**WHAT NEEDS TO BE DONE**
Reproduce every record exactly.

*** INFORMATION SUPPLIED

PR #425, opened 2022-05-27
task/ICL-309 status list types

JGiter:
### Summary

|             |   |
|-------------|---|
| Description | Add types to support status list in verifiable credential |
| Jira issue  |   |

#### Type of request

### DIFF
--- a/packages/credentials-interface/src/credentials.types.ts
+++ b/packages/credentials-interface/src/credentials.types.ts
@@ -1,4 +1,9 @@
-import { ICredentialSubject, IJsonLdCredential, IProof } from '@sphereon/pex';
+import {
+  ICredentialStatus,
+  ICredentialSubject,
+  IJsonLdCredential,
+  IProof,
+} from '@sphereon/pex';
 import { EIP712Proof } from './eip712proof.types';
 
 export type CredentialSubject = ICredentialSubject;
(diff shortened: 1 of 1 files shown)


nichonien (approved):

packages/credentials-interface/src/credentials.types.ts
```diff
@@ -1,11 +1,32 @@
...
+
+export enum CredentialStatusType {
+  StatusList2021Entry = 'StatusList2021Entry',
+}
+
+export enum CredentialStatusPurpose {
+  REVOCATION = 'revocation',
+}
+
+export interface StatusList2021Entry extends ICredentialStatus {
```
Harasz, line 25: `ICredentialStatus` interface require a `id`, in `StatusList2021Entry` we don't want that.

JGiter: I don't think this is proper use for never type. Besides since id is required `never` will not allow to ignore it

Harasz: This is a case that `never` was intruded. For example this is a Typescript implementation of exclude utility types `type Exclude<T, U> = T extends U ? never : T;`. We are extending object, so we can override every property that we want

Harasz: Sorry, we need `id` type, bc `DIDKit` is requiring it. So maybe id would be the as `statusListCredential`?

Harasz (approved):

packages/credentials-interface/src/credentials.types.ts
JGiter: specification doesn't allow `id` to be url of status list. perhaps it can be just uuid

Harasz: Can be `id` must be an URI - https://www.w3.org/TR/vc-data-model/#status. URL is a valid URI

******

**RESULT**
PR #425, opened 2022-05-27
task/ICL-309 status list types

JGiter:
### Summary

|             |   |
|-------------|---|
| Description | Add types to support status list in verifiable credential |
| Jira issue  |   |

#### Type of request

### DIFF
--- a/packages/credentials-interface/src/credentials.types.ts
+++ b/packages/credentials-interface/src/credentials.types.ts
@@ -1,4 +1,9 @@
-import { ICredentialSubject, IJsonLdCredential, IProof } from '@sphereon/pex';
+import {
+  ICredentialStatus,
+  ICredentialSubject,
+  IJsonLdCredential,
+  IProof,
+} from '@sphereon/pex';
 import { EIP712Proof } from './eip712proof.types';
 
 export type CredentialSubject = ICredentialSubject;
(diff shortened: 1 of 1 files shown)


nichonien (approved):

packages/credentials-interface/src/credentials.types.ts
```diff
@@ -1,11 +1,32 @@
...
+
+export enum CredentialStatusType {
+  StatusList2021Entry = 'StatusList2021Entry',
+}
+
+export enum CredentialStatusPurpose {
+  REVOCATION = 'revocation',
+}
+
+export interface StatusList2021Entry extends ICredentialStatus {
```
Harasz, line 25: `ICredentialStatus` interface require a `id`, in `StatusList2021Entry` we don't want that.

JGiter: I don't think this is proper use for never type. Besides since id is required `never` will not allow to ignore it

Harasz: This is a case that `never` was intruded. For example this is a Typescript implementation of exclude utility types `type Exclude<T, U> = T extends U ? never : T;`. We are extending object, so we can override every property that we want

Harasz: Sorry, we need `id` type, bc `DIDKit` is requiring it. So maybe id would be the as `statusListCredential`?

Harasz (approved):

packages/credentials-interface/src/credentials.types.ts
JGiter: specification doesn't allow `id` to be url of status list. perhaps it can be just uuid

Harasz: Can be `id` must be an URI - https://www.w3.org/TR/vc-data-model/#status. URL is a valid URI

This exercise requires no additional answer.